## The data

PR #802, opened 2023-07-06
[Ci] Fix the sairedis build target not found issue

xumia:
Fix the sairedis build target not found issue


saiarcot895 (approved):
I also have #703 open to update the build command here. I'm fine with either being merged.

xumia:
@saiarcot895 , #703 is pending Prince's review, I merged it to unblock the build.

PR #1516, opened 2026-04-15
chore: version workflow reusable-docusaurus

erikburt:
This sets up versioning for the `reusable-docusaurus` reusable workflow.

More information on #1448.

### Changes

* Boilerplate for the workflow
* `pnpm workflows:fix`
* Add changeset

---

DX-3229

### DIFF
--- a/workflows/reusable-docusaurus/reusable-docusaurus.yml
+++ b/workflows/reusable-docusaurus/reusable-docusaurus.yml
@@ -1,7 +1,3 @@
-# GENERATED FILE - DO NOT EDIT DIRECTLY.
-# Source: workflows/reusable-docusaurus/reusable-docusaurus.yml
-# Edit the source under workflows/, then regenerate.
-
 name: Reusable Docusaurus
 
 ##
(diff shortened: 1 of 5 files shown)


workflows/reusable-docusaurus/reusable-docusaurus.yml
```diff
@@ -0,0 +1,92 @@
...
+#         build-command: pnpm -C ./docs run build
+#         build-output-directory: ./docs/build
+#         package-json-directory: ./docs
+# ##
+
+on:
+  workflow_call:
+    inputs:
+      # nodejs inputs
+      node-version-file:
```
kalverra, line 29: Does this fail if I don't have a `.tool-versions`?

erikburt: Not sure - this workflow already exists. This versions it so you can reference it with a mutable major version tag. If there's a bug in the workflow then we can update it outside of this PR

kalverra (approved):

## Problem requirements
All lines from the one containing "### Changes" through the final line of the listing above are to be reproduced exactly; include both and add nothing.

## Result of the task
### Changes

* Boilerplate for the workflow
* `pnpm workflows:fix`
* Add changeset

---

DX-3229

### DIFF
--- a/workflows/reusable-docusaurus/reusable-docusaurus.yml
+++ b/workflows/reusable-docusaurus/reusable-docusaurus.yml
@@ -1,7 +1,3 @@
-# GENERATED FILE - DO NOT EDIT DIRECTLY.
-# Source: workflows/reusable-docusaurus/reusable-docusaurus.yml
-# Edit the source under workflows/, then regenerate.
-
 name: Reusable Docusaurus
 
 ##
(diff shortened: 1 of 5 files shown)


workflows/reusable-docusaurus/reusable-docusaurus.yml
```diff
@@ -0,0 +1,92 @@
...
+#         build-command: pnpm -C ./docs run build
+#         build-output-directory: ./docs/build
+#         package-json-directory: ./docs
+# ##
+
+on:
+  workflow_call:
+    inputs:
+      # nodejs inputs
+      node-version-file:
```
kalverra, line 29: Does this fail if I don't have a `.tool-versions`?

erikburt: Not sure - this workflow already exists. This versions it so you can reference it with a mutable major version tag. If there's a bug in the workflow then we can update it outside of this PR

kalverra (approved):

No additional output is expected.